「抗がん剤などの副作用や、関節リウマチなどの自己免疫疾患でも生じることがありますが、発症の原因が不明なこともある。後者を特発性の間質性肺炎、肺線維症と言います」
間質性肺炎全体の患者数は1万数千人ほどとされ、10万人あたりの有病者は10人。60代に限ると男性で40~50人、女性で10~20人と高齢者がなりやすい。
「以前はまれな病気と言われていましたが、高齢化が進み、受診する人が増えています」(小倉さん)
この病気がやっかいなのは、進行性で命にも関わるところだ。
「健康な肺は傷ついても、線維芽細胞がコラーゲンを作り出して修復する。ところが、特発性肺線維症になると線維芽細胞ががん細胞のように暴走し、不要なコラーゲンをどんどん作り出してしまう。その結果、線維化が進み、呼吸機能が低下してしまうのです」(同)

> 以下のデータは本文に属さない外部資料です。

PR #1545, opened 2023-03-23
unison configurable

### LINKED ISSUE #1507: Unison noteheads too aggressive
(Vexflow 4 regression)

VF4 (3?) allows for StaveNotes in different voices to be formatted so that they can share noteheads in certain cases in the great #1263 PR.  I've noticed however that the algorithm is somewhat too aggressive.  I've just been looking at the two-voice code so far.

It checks for stemmed vs unstemmed, notes vs rests, white noteheads vs black, number of dots, but there are a number of things that are not yet working that I think needs a partial rewrite (started in "fix_unison_noteheads" branch).

(1) start with a conservative approach: assume notes with any overlap cannot be at the same xShift unless proven innocent.  :-)  That's the biggest change that seems to be the major change here.

(2) the method of counting number of Dot modifiers on each note and seeing if they are equal is not robust enough.  Here a two-note chord (F-C) with one dot on each note is merged with a single double-dotted C.

Screenshot 2022-12-28 at 16 29 50

(3) different notehead glyphs except for white vs. black noteheads are not taken into account.  Harmonics must be shifted from regular notes, etc.  (whole notes and breves seem to work great except that the shorter note should be the one shifted right):

Screenshot 2022-12-28 at 16 47 27

(4) noteheads with different styles (colors, etc.) should not share the same notehead.

(5) (very important): notes with different accidentals should never share a notehead unless either both accidentals are displayed and the notes are the exact same duration/lyrics/instrument/etc. (so it doesn't matter which accidental goes with which note).

Gould 55-60 shows how many cases are ambiguous.  Thus one of the most important things we can do is have a system where these formatter rules can be turned on and off (on a per note and system-wide setting).  Probably my first PR will just be to add a way of disabling the unison notehead setting.

When it's done right, sharing a notehead is very cool, so super thankful for OSMD and @rvilarl for implementing; but it's never absolutely necessary, so I wonder if we can walk back a little bit on this until bugs are worked out a bit more.

(note that rules for notehead sharing are very different for keyboard/harp music; there noteheads are shared more aggressively.  See Gould 307-8; but this is given as an exception not the general rule)

Thanks!

rvilarl:
fixes #1507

北海道での研究では、特発性肺線維症の場合、3~5年で患者の半分が亡くなるというデータがある。5年生存率からみると、“たちの悪さ”は肺がんや膵臓(すいぞう)がんに次ぐほどだ。
「ですが、ようやく光明が見えてきました。肺の線維化を緩やかにする『抗線維化薬』が2剤、相次いで登場したのです」
こう話すのは、治療に詳しい日本医科大学武蔵小杉病院の吾妻安良太・呼吸器内科部長。その薬というのが、08年に発売された「ピルフェニドン(商品名ピレスパ)」と、15年に発売された「ニンテダニブ(同オフェブ)」。いずれも飲み薬だ。
「ニンテダニブは線維化に関わる三つの分子を、ピルフェニドンはもう少し広くさまざまな分子を抑えるといった働きがあります。2剤とも1年間の肺活量の低下を半分ぐらいに食い止めてくれることが、臨床試験で明らかになっています。予後が悪いデータが出たのは、まだ薬が使われていないときの統計です。今は生存期間が以前より延びている可能性が高いでしょう」(吾妻さん)
副作用としては、ピルフェニドンにはムカつきや吐き気が、ニンテダニブは下痢が起こりやすいが、個人差も。ピルフェニドンは日光に当たると皮膚に炎症が起こる光線過敏症なども報告されている。